Crooks in Cloisters was filmed at the Associated British Picture Studios at Borehamwood in Hertfordshire, and at St Mawes in Cornwall. The harbour is Portloe. The opening train robbery sequence involves British Rail class 4 diesel locomotive D140 (later to become class 46 under TOPS) at an as-yet unidentified location. The exteriors sequences for the monastery were filmed around the grounds of Ashridge House in Ashridge near Berkhamsted in Hertfordshire.

== Critical reception ==
The Monthly Film Bulletin wrote: "Surprisingly, this turns out to be one of those films which are more entertaining than they look on paper. Some of the material is obvious, certainly, and even ardent enthusiasts of broad farce would seldom find it screamingly funny; but on the other hand, like Jeremy Summers' first film, The Punch and Judy Man, it is done with an ingratiating geniality and quiet good humour, coupled with an absence of the chamber pot jokes usually associated with this type of comedy. Walt's semi-comic yet sincere prayer to the Almighty for the recovery of the critically ill Willy is a touch which could well be dispensed with, although even this is not so embarrassing as it might have been. The casting could hardly have been bettered."
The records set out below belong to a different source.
PR #1576, opened 2026-04-14
Fix pagerank convergence threshold for large sparse graphs (#1575)

### LINKED ISSUE #1575: pagerank() silently returns uniform distribution on large sparse graphs due to N*tol convergence threshold
## Summary

`rustworkx.pagerank()` uses a convergence criterion `norm < N * tol` where `norm` is the L1 distance between successive iterates. Since L1 distance between probability vectors is bounded by 2, this threshold becomes useless once `N > 2/tol`. On large sparse graphs, the first iteration's L1 diff can be smaller than the threshold simply because mass barely moves in one step — the function then returns the **initial uniform vector** and reports convergence successfully.

The user gets a PageRank result that looks valid (sums to 1, no errors raised), but every node has score `1/N`. **Silent data corruption.**

## Environment

- `rustworkx` version: **0.17.1**
- Python: 3.12.8
- OS: Linux (Ubuntu 22.04)

## Minimal Reproduction

```python
import rustworkx as rx
import numpy as np

g = rx.PyDiGraph()
for i in range(2000):
    g.add_node(i)
g.add_edge(0, 1, 1.0)
g.add_edge(1, 2, 1.0)

pr = rx.pagerank(g, alpha=0.85)
vals = np.array([pr[i] for i in range(2000)])
print(f"All uniform? {np.allclose(vals, 1/2000)}")  # True — BUG
print(f"Node 2 score: {pr[2]:.6f}")                  # 0.000500 (uniform)
print(f"Expected:     0.001285 (2.6x above uniform)")
```

Output:
```
All uniform? True
Node 2 score: 0.000500
Expected:     0.001285 (2.6x above uniform)
```

## Where It Triggers

Tested with minimal repros:

| Case | Result |
|------|--------|
| N=10, 80% dangling | OK |
| N=1,000, 99.8% dangling | OK |
| N=2,000, 2 edges (99.9% dangling) | **FAIL — uniform output** |
| N=10,000, 2 edges | **FAIL — uniform output** |
| N=10,000, 50% dangling (5K edges) | OK |
| N=100,000, 2 edges | **FAIL — uniform output** |

Bug triggers when `N >= ~2000` and the active subgraph is sparse enough that the first power-iteration step produces an L1 diff below `N * tol`. We originally hit this on an 807,253-node talent migration graph (38% dangling) where `rx.pagerank()` silently returned uniform `1/N` for all nodes.

## Root Cause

The Radio Times Guide to Films gave the film 3/5 stars, writing: "Anything but a pseudo-Carry On, this cosy bungled crime comedy is much more a product of the post-Ealing school. The emphasis is firmly on character as Ronald Fraser and his gang lie low in a monastery to throw the cops off their trail. Bernard Cribbins is in fine fettle as one of Fraser's gormless colleagues and Barbara Windsor is funnier than the Carry Ons ever allowed her to be."